Directions for this task ▸ Your answer must consist solely of the lines from the start of the entries below through the line with "Currently users have", unchanged.

[Start of Attachment]

PR #364, opened 2021-07-13
SCT-641 enable search by emergency ids

LBHTKarki:
## Link to JIRA ticket

https://hackney.atlassian.net/browse/SCT-641

Currently users have to prefix emergency IDs in person search. This is often problematic because users might not know what type of ID they have i.e. emergency or Mosaic.

Enable users to search person records by giving either emergency id or Mosaic id. Users don't have to provide prefix the emergency ids anymore.

This also removes the logic the were only emergency IDs with NC prefix were supported. This is important so we can support them all in the future.

New implementation will automatically find all matching person records regardless of what id type was used. 

#### _Checklist_

Inform users that it is no longer necessary to use the prefix although they can still provide it if they want.


SocialCareCaseViewerApi.Tests/V1/UseCase/Residents/GetAllUseCaseTests.cs
```diff
@@ -0,0 +1,185 @@
...
+        [Test]
+        public void IfLimitMoreThanTheMaximumWillUseTheMaximumLimit()
+        {
+            _mockDatabaseGateway.Setup(x => x.GetResidentsBySearchCriteria(0, 100, null, null, null, null, null, null, null))
+                .Returns(new List<ResidentInformation>()).Verifiable();
+
+            _getAllUseCase.Execute(new ResidentQueryParam(), 0, 400);
+
+            _mockDatabaseGateway.Verify();
+        }
```
chubberlisk, line 73: I think we could improve the readability and understanding of these tests as I struggled at first. For example, seeing the lone `_mockDatabaseGateway.Verify();` as the expectation was initially confusing. I eventually got it and understood that we're expecting that the database gateway to be called with a limit of 10/100 but because we've stubbed the gateway method to only reply to those arguments so we can just use `Verify()`.

Maybe we can remove the stubbing here as we're already doing it in the `SetUp` and update the expectation `Verify()` to check the arguments to be 10/100?

I also think it would help to extract variables for these numbers e.g. `var maximumLimit = 100` so it's clearer.

chubberlisk: Possibly silly question but what happens on the boundary when the limit is 10? 😅

SocialCareCaseViewerApi.Tests/V1/UseCase/Residents/GetAllUseCaseTests.cs
```diff
@@ -0,0 +1,185 @@
...
+        public void ReturnsTheNextCursor()
+        {
+            var residents = _fixture.CreateMany<ResidentInformation>(10);
+            int idCount = 10;
+            foreach (ResidentInformation resident in residents)
+            {
+                idCount++;
+                resident.MosaicId = idCount.ToString();
+            }
+            var expectedNextCursor = residents.Max(r => r.MosaicId);
```
chubberlisk, line 85: Could you explain what we're doing here in the setup? Why do we need to change the `MosaicId`s of the residents?

SocialCareCaseViewerApi.Tests/V1/UseCase/Residents/GetAllUseCaseTests.cs
```diff
@@ -0,0 +1,185 @@
...
+
+            var listOfMatchingIds = new List<long> { 1, 2 };
+
+            _mockDatabaseGateway.Setup(x => x.GetPersonIdsByEmergencyId(It.IsAny<long>())).Returns(listOfMatchingIds);
+            _mockDatabaseGateway.Setup(x => x.GetPersonsByListOfIds(It.IsAny<List<long>>())).Returns(new List<Person>() { TestHelpers.CreatePerson() });
+
+            _getAllUseCase.Execute(request, cursor: 0, limit: 4);
+
+            _mockDatabaseGateway.Verify(x => x.GetPersonsByListOfIds(listOfMatchingIds));
+        }
```
chubberlisk, line 183: What do you think about adding `TestCase`s for different `MosaicId`s? As the code mentions we want to be removing prefixes and other letters.

SocialCareCaseViewerApi.Tests/V1/UseCase/Residents/GetAllUseCaseTests.cs
LBHTKarki: I have updated the setup and used constants for the limits. Hopefully it's more clear now. I've also added tests for the boundary values to make it clear what happens in those situations.

SocialCareCaseViewerApi.Tests/V1/UseCase/Residents/GetAllUseCaseTests.cs
LBHTKarki: When fixture library creates those person objects it uses Ids like MosaicId18e8cb3e-d6d8-4e4b-9165-3ad8413d38a5. That idCount together with the loop resets the IDs to values we use (long), so the next cursor calculation can be performed correctly and reflects the types we use.

SocialCareCaseViewerApi.Tests/V1/UseCase/Residents/GetAllUseCaseTests.cs
LBHTKarki: I've added test cases for each

SocialCareCaseViewerApi.Tests/V1/UseCase/Residents/GetAllUseCaseTests.cs
chubberlisk: Ahhhhh okay, I see thanks!

chubberlisk (approved):
Thanks for addressing my comments! 🙇‍♀️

[End of Attachment]

Response below ▸
PR #364, opened 2021-07-13
SCT-641 enable search by emergency ids

LBHTKarki:
## Link to JIRA ticket

https://hackney.atlassian.net/browse/SCT-641

Currently users have to prefix emergency IDs in person search. This is often problematic because users might not know what type of ID they have i.e. emergency or Mosaic.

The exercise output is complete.